PR #3, opened 2026-02-24
Add Identity option 3, where agent can create a wallet by himself

danielmbirochi:


0xsarvesh (approved):

agent-onboarding/SKILL.md
```diff
@@ -45,25 +47,133 @@ Follow every step in order. Do not skip steps.
...
+  # See Error Handling section below
+  exit 1
+fi
+```
+
+Persist the wallet immediately (before continuing onboarding) — this key controls funds and must not be lost:
+
+```bash
+mkdir -p ~/.config/senpi
+cat > ~/.config/senpi/wallet.json << EOF
```
garg-prashant, line 141: little worried about this one because some other plugin on users openclaw setup might be able to read this. May be not for this release, but we can instruct user to clear this file once they have backed up

garg-prashant (commented):
mostly looks good.

PR #55, opened 2026-03-10
Replacing deprecated gemini models 2.0 with 2.5

bhaskarhocane:
It is breaking the wolf cron.
image


betashop:
I'm not sure this is the right approach. Models should not be coded into skills. Skills should be able to adjust to the appropriate available models.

::::::

* Exercise directions
All of the entries must be quoted exactly; please include each one.

* Problem solution
PR #3, opened 2026-02-24
Add Identity option 3, where agent can create a wallet by himself

danielmbirochi:


0xsarvesh (approved):

agent-onboarding/SKILL.md
```diff
@@ -45,25 +47,133 @@ Follow every step in order. Do not skip steps.
...
+  # See Error Handling section below
+  exit 1
+fi
+```
+
+Persist the wallet immediately (before continuing onboarding) — this key controls funds and must not be lost:
+
+```bash
+mkdir -p ~/.config/senpi
+cat > ~/.config/senpi/wallet.json << EOF
```
garg-prashant, line 141: little worried about this one because some other plugin on users openclaw setup might be able to read this. May be not for this release, but we can instruct user to clear this file once they have backed up

garg-prashant (commented):
mostly looks good.

PR #55, opened 2026-03-10
Replacing deprecated gemini models 2.0 with 2.5

bhaskarhocane:
It is breaking the wolf cron.
image


betashop:
I'm not sure this is the right approach. Models should not be coded into skills. Skills should be able to adjust to the appropriate available models.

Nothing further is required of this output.